Before I knew anything about it other than its title, I immediately thought, like many others did too I’m sure, that the recently released film Son of Rambow was about the life of French poet Arthur Rimbaud (or his son, if he had one). It’s always struck me as somewhat perverse and problematic that Arthur Rimbaud is actually pronounced Arthur ‘Rambo’. Eric Cantona encountered this when interviewed by the British press about his influences. He said ‘Rimbaud’, they all thought he said and meant ‘Rambo’. There’s no getting away from it: France’s great symbolist poet is pronounced exactly the same as the mumbling murderous Vietnam war veteran (apparently the author of First Blood actually had Rimbaud’s A Season In Hell in mind whilst writing it). So, for this reason, I thought Son of Rambow was a kind of play on that idea. But it’s not. At all. That doesn’t mean it’s not good – it looks great. But what a shame it’s not about Rimbaud. What a missed opportunity.

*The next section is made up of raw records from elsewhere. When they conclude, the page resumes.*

PR #1098, opened 2023-11-10
Add predefined network profiles

ankur22:
## What?

Adding predefined network profiles `No Throttling`, `Slow 3G` and `Fast 3G`.

## Why?

These are the most commonly used during frontend testing when throttling network connections.

These could have been defined in the type definitions repo. To make it simpler for our users to work with these network profiles, it's defined in the browser module repo which will make it available for browser module users.

## Checklist

## Related PR(s)/Issue(s)

Updates https://github.com/grafana/xk6-browser/issues/887

### DIFF
--- a/browser/module.go
+++ b/browser/module.go
@@ -27,8 +27,9 @@ type (
 
 	// JSModule exposes the properties available to the JS script.
 	JSModule struct {
-		Browser *goja.Object
-		Devices map[string]common.Device
+		Browser         *goja.Object
+		Devices         map[string]common.Device
+		NetworkProfiles map[string]common.NetworkProfile `js:"networkProfiles"`
 	}
 
 	// ModuleInstance represents an instance of the JS module.
@@ -69,7 +70,8 @@ func (m *RootModule) NewModuleInstance(vu k6modules.VU) k6modules.Instance {
 				browserRegistry:   newBrowserRegistry(vu, m.remoteRegistry, m.PidRegistry),
 				taskQueueRegistry: newTaskQueueRegistry(vu),
 			}),
-			Devices: common.GetDevices(),
+			Devices:         common.GetDevices(),
+			NetworkProfiles: common.GetNetworkProfiles(),
 		},
 	}
 }
--- a/browser/module_test.go
+++ b/browser/module_test.go
@@ -20,4 +20,5 @@ func TestModuleNew(t *testing.T) {
 	require.NotNil(t, m.mod, "Module should be set")
 	require.NotNil(t, m.mod.Browser, "Browser should be set")
 	require.NotNil(t, m.mod.Devices, "Devices should be set")
+	require.NotNil(t, m.mod.NetworkProfiles, "Profiles should be set")
 }
--- a/common/network_manager.go
+++ b/common/network_manager.go
@@ -28,27 +28,6 @@ import (
 	"github.com/dop251/goja"
 )
 
-// NetworkProfile is used in ThrottleNetwork.
-type NetworkProfile struct {
-	// Minimum latency from request sent to response headers received (ms).
-	Latency float64
-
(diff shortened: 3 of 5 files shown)


common/networkProfile.go
```diff
@@ -0,0 +1,30 @@
+package common
+
```
ka3de, line 2: Should the file be named `network_profile.go`?

common/networkProfile.go
```diff
@@ -0,0 +1,30 @@
...
+// NetworkProfile is used in ThrottleNetwork.
+type NetworkProfile struct {
+	// Minimum latency from request sent to response headers received (ms).
+	Latency float64 `js:"latency"`
+
+	// Maximal aggregated download throughput (bytes/sec). -1 disables download throttling.
+	DownloadThroughput float64 `js:"downloadThroughput"`
```
inancgumus, line 9: This is a bit verbose. Should we just say `Download` as the comment makes it clear? And it's in a `NetwrokProfile` already-also clear from the context. No strong opinion.

common/networkProfile.go
```diff
@@ -0,0 +1,30 @@
...
+	// Maximal aggregated upload throughput (bytes/sec). -1 disables upload throttling.
+	UploadThroughput float64 `js:"uploadThroughput"`
+}
+
+// GetNetworkProfiles returns NetworkProfiles which are ready to be used to
+// throttle the network with page.throttleNetwork.
+func GetNetworkProfiles() map[string]NetworkProfile {
+	return map[string]NetworkProfile{
+		"Slow 3G": {
+			DownloadThroughput: ((500 * 1000) / 8) * 0.8,
```
inancgumus, line 20: Should we add a comment to clarify what these magic numbers mean?

inancgumus (approved):
LGTM after renaming the file as @ka3de suggests. Thanks!

common/networkProfile.go
ankur22: Thanks, resolved. See [comment](https://github.com/grafana/xk6-browser/pull/1094#discussion_r1388140886) for details.

common/networkProfile.go
ankur22: Good spot, fixed in 389b0f1328ffc9a8e2b31a5d2a19e2a1a809cc08

common/networkProfile.go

Arthur Rimbaud's amazing life story (the film Total Eclipse only concerns Rimbaud’s relationship with Verlaine) deserves a full Bob Dylan-style I’m Not There (in which one of the characters is actually called Arthur Rimbaud) movie treatment – only transposed as I Is Another (Je suis un autre), Rimbaud’s famously enigmatic quotation. From prodigious child poet, to doomed homosexual love affair affair with poet Paul Verlaine and being shot by him (in the hand), then giving up poetry aged 21 (no, not because of the bad hand), he spent the remaining years of his life travelling, finally settling in Ethiopia as a merchant, gun runner and possible slave trader, dying aged 37. His life is the stuff of legend.

Hugely influential – maybe more for his tragic romantic life than his poetry – Rimbaud’s restless, mystic, rebellious, minstrel persona was picked up by beat writers in the 60s and musicians such as Jim Morrison, Bob Dylan and Patti Smith (hear her shouting ‘Go Rimbaud! Go Rimbaud!’ in the song Land – they could have used it on the soundtrack in the latest Rambo movie – it sounds like she’s saying ‘Go Rambo!’).

Pronunciation of foreign writers can be problematic – especially if you've never heard them pronounced by anyone else. Luckily there’s hardly ever a situation when it happens. When it does, it can be embarrassing. It’ll usually happen at a party when you’re trying to impress some girl (or guy) studying French literature with your knowledge of 19th century French poetry and you’ll say you love Arthur Rim-bald.

The contemporary misanthropic French writer Michel Houellebecq, although not Rimbaud's successor, has many similar qualities. Mainly the daunting name. It’s like a question you don’t know in a quiz: once you know it, it’s easy, and you knew it all along anyway, and you’re never going to forget it: Michel Houellebecq is pronounced Michelle Well-beck.